'''

PR #2113, opened 2025-06-03
Enable_using_secure_run_in_proof_mode

YairVaknin-starkware:
# TITLE

## Description

## Checklist
- [ ] Linked to Github Issue
- [ ] Unit tests added

### DIFF
--- a/vm/src/vm/runners/cairo_runner.rs
+++ b/vm/src/vm/runners/cairo_runner.rs
@@ -1014,13 +1014,22 @@ impl CairoRunner {
     pub fn get_builtin_segments_info(&self) -> Result<Vec<(usize, usize)>, RunnerError> {
         let mut builtin_segment_info = Vec::new();
 
+        let proof_mode = self.is_proof_mode();
+
         for builtin in &self.vm.builtin_runners {
             let (index, stop_ptr) = builtin.get_memory_segment_addresses();
 
-            builtin_segment_info.push((
-                index,
-                stop_ptr.ok_or_else(|| RunnerError::NoStopPointer(Box::new(builtin.name())))?,
-            ));
+            if proof_mode {
+                // proof‐mode: only push if `stop_ptr` is Some
+                if let Some(stop_ptr) = stop_ptr {
+                    builtin_segment_info.push((index, stop_ptr));
+                }
+            } else {
+                // non‐proof mode: error if `stop_ptr` is None
+                let stop_ptr =
+                    stop_ptr.ok_or_else(|| RunnerError::NoStopPointer(Box::new(builtin.name())))?;
+                builtin_segment_info.push((index, stop_ptr));
+            }
         }
 
         Ok(builtin_segment_info)


YairVaknin-starkware (commented):
> *[Reviewable](https://reviewable.io/reviews/lambdaclass/cairo-vm/2113)* status: 0 of 1 files reviewed, 2 unresolved discussions (waiting on @yuvalsw)

___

'''

> Problem requirements
The answer must consist of all the entries, copied exactly.

> Written response
PR #2113, opened 2025-06-03
Enable_using_secure_run_in_proof_mode

YairVaknin-starkware:
# TITLE

## Description

## Checklist
- [ ] Linked to Github Issue
- [ ] Unit tests added

### DIFF
--- a/vm/src/vm/runners/cairo_runner.rs
+++ b/vm/src/vm/runners/cairo_runner.rs
@@ -1014,13 +1014,22 @@ impl CairoRunner {
     pub fn get_builtin_segments_info(&self) -> Result<Vec<(usize, usize)>, RunnerError> {
         let mut builtin_segment_info = Vec::new();
 
+        let proof_mode = self.is_proof_mode();
+
         for builtin in &self.vm.builtin_runners {
             let (index, stop_ptr) = builtin.get_memory_segment_addresses();
 
-            builtin_segment_info.push((
-                index,
-                stop_ptr.ok_or_else(|| RunnerError::NoStopPointer(Box::new(builtin.name())))?,
-            ));
+            if proof_mode {
+                // proof‐mode: only push if `stop_ptr` is Some
+                if let Some(stop_ptr) = stop_ptr {
+                    builtin_segment_info.push((index, stop_ptr));
+                }
+            } else {
+                // non‐proof mode: error if `stop_ptr` is None
+                let stop_ptr =
+                    stop_ptr.ok_or_else(|| RunnerError::NoStopPointer(Box::new(builtin.name())))?;
+                builtin_segment_info.push((index, stop_ptr));
+            }
         }
 
         Ok(builtin_segment_info)


YairVaknin-starkware (commented):
> *[Reviewable](https://reviewable.io/reviews/lambdaclass/cairo-vm/2113)* status: 0 of 1 files reviewed, 2 unresolved discussions (waiting on @yuvalsw)

___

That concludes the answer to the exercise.